Happy to chuck interlock or vehicle confiscation in as well as fines consistent with seriousness of offence. 100 dollars for every point over?

Also offenders caught driving with suspended licence accelerated to next level. Dui while suspended = permanent loss.
Hey I could be a legislator.


----------



## Proffs (9/8/13)

DUI is just the tip of the iceberg. Magistrates need to start getting tough with all criminals; not just drink drivers. It's becoming more and more of a joke everyday. Why bother working and being honest when you can rob and assault all you like and continue to get suspended sentences.


----------



## Northside Novice (9/8/13)

its all a bit of a joke, those people that starved their kids to death get the choice/chance to plea bargain down to manslaughter for a better life .

makes me sick.


uk are well stricker on dui , and the locals treat it as a very serious, shameful offence , unlike us, its a bit of a boys club macho rite of passage ' how much did you blow ? .126, is that all? ya pussy "


----------



## pk.sax (9/8/13)

I'm a little slower and gradual when drunk. It might just be safer than sober me...

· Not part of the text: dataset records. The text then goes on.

PR #7104, opened 2023-05-05
Activate storing of blobs on block import + tests

zilm13:
## PR Description
Actually store blobSidecars along with block in `ForkChoice`.
Discovered several bugs on the way.

As for `initialAnchor`: we don't need `earliestBlobSidecar` when initialized with weak subjectivity, because only header is there and we don't have blobSidecar for start slot. We will download blobSidecars for the next slot and set `earliestBlobSidecar` in the next slot if it's in availability window. When `initialAnchor` is genesis and is Deneb, we set `earliestBlobSidecar` to its slot.
I don't like hack I made on `AnchorPoint` loading but it looks safe.

## Documentation

## Changelog


ethereum/spec/src/main/java/tech/pegasys/teku/spec/datastructures/util/BlobsUtil.java
```diff
@@ -42,7 +42,7 @@ public class BlobsUtil {
   // actual list of versioned hashes representing the commitments
   private static final Bytes MAGIC_BLOB_TRANSACTION_PREFIX =
       Bytes.fromHexString(
-          "0x05450000000000000000000000000000000000000000000000000000000000000000"
+          "0x03450000000000000000000000000000000000000000000000000000000000000000"
```
tbenr: oh.. I spotted this too and already merged today..

ethereum/spec/src/testFixtures/java/tech/pegasys/teku/spec/util/DataStructureUtil.java
```diff
@@ -590,7 +592,9 @@ public BuilderBid randomBuilderBid(final BLSPublicKey builderPublicKey) {
   }
 
   public BuilderBid randomBuilderBid(final Bytes32 withdrawalsRoot) {
-    return SchemaDefinitionsBellatrix.required(spec.getGenesisSchemaDefinitions())
+    return SchemaDefinitionsBellatrix.required(
+            spec.forMilestone(spec.getForkSchedule().getHighestSupportedMilestone())
```
tbenr: adding a `getSchemaDefinitionBellatrix` like the deneb one?

ethereum/statetransition/src/main/java/tech/pegasys/teku/statetransition/forkchoice/ForkChoice.java
```diff
@@ -464,6 +476,26 @@
...
   }
 
+  private Optional<UInt64> computeEarliestBlobSidecarsSlot(
+      final BlobSidecarsAndValidationResult blobSidecarsAndValidationResult,
+      final BeaconBlock block) {
+    if (!blobSidecarsAndValidationResult.isValid()) {
+      return Optional.empty();
+    }
+    // Earliest empty slot before this block or slot of this block if no empty (without blocks)
+    // slots before. If it's inside Deneb, it's `earliestBlobSidecarsSlot`
```
tbenr: This comment is driving me crazy. We need to describe why we need this code instead of writing the code in english :)

something like that, as comment for the entire method

\\ In order to keep track of DataAvailability Window, we need to compute the earliest slot we can consider data available for the given block. It needs to take in account possible empty slots so the actual slot should be parent's block slot + 1. Moreover, we need to manage the case in which the calculated slot is before Deneb activation, so it should never be before the first deneb slot.

ethereum/statetransition/src/main/java/tech/pegasys/teku/statetransition/forkchoice/ForkChoice.java
```diff
@@ -409,20 +412,29 @@
...
+    if (blobSidecarsAndValidationResult.isNotRequired()) {
+      // Outside availability window or pre-Deneb
+      blobSidecars = Collections.emptyList();
+    } else if (blobSidecarsAndValidationResult.isValid()) {
+      blobSidecars = blobSidecarsAndValidationResult.getBlobSidecars();
+    } else {
+      throw new IllegalStateException(
+          String.format(
+              "Unexpected attempt to store invalid blob sidecars (%s) for block: %s",
+              blobSidecarsAndValidationResult, block));
```
tbenr: I think codescan is right here. Doesn't make sense to print `blobSidecarsAndValidationResult`. Maybe number of blobs? For block I'd use `toLogString`

tbenr (commented):
some additional comments on top of the one in DM

tbenr:
this should close #7111

tbenr (approved):
LGTM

Seriously though, people should not be getting behind the wheel impaired, sleep, alcohol, tired, it should be treated just the same. I know from my experience that it does the exact same thing to my driving ability. The best thing I've done when drunk is to sit on it till I'm good and sober. If I'm 0.04 and not sober, it's not good enough. Neither do I give a shit if I happen to be 0.06 but in a good condition (haven't tested that theory, I climb down fast from a high - tested). If you can sit up straight and concentrate on someone saying something to you for 15 minutes or so and be able to pass a quiz on it, you're sober I'd think.


----------



## goomboogo (10/8/13)

practicalfool said:


> If you can sit up straight and concentrate on someone saying something to you for 15 minutes or so and be able to pass a quiz on it, you're sober I'd think.

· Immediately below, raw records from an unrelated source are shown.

PR #7105, opened 2023-05-07
Added support for environment variables to ManualReferenceTestRunner

lucassaldanha:
## PR Description
Added support to filter reference tests using environment variables. This allow for more customization when running reference tests in CI pipelines and also makes devs lives easier creating specific IDE run config for specific use-cases.

## Fixed Issue(s)

N/A

## Documentation

## Changelog

### DIFF
--- a/eth-reference-tests/src/referenceTest/java/tech/pegasys/teku/reference/ManualReferenceTestRunner.java
+++ b/eth-reference-tests/src/referenceTest/java/tech/pegasys/teku/reference/ManualReferenceTestRunner.java
@@ -15,6 +15,7 @@ package tech.pegasys.teku.reference;
 
 import com.google.errorprone.annotations.MustBeClosed;
 import java.io.IOException;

Even without having a drink, I would never be able to drive.


----------



## Clutch (10/8/13)

goomboogo said:


> Even without having a drink, I would never be able to drive.


Yeah, way to pick on the ADD kids.


----------



## pk.sax (10/8/13)

My worst moments on the road have been due to a deficit of attention, and I squarely blame myself. Oh, and the GPS on occasion.


----------



## komodo (13/8/13)

Having been pulled into the booze bus for a secondary reading after the primary was over 0.05 and blowing under I have to say anyone that gets caught over 0.05 KNOWS they're over. I was dead set positive when I saw the van that I'd run out of luck and wasn't surprised when the initial test came back over how ever was absolutely surprised when the secondary reading came back under.

Whilst since then I've been a lot more cautious about how much I've had to drink before getting behind the steerer, I'll be honest there were times in my younger days where I don't really know how I got home without an accident - and I'm not talking 5 minutes down the road either.

I think more education on the affects of alcohol on drives needs to be available. I would even like to see the better personal bretholizers come with an accreditation and be some what subsidised.

I still think 0.05 is a good level. Its high enough that the average person can have a drink or two with a meal and still be fine yet low enough that the risk, statistically, is still quite low.


----------



## bum (19/8/13)

MartinOC said:


> In an ideal situation, yes. But in all practicality, how would/could it be policed?


In exactly the same way 0.5 is.

Or any other law, for that matter - you get caught, you're in the shit.


----------



## Parks (19/8/13)

Clutch said:


> .052? Shiiiiit, _that_ is what I call unlucky.


Except she would have most likely blown 0.06 - 0.07 at the car.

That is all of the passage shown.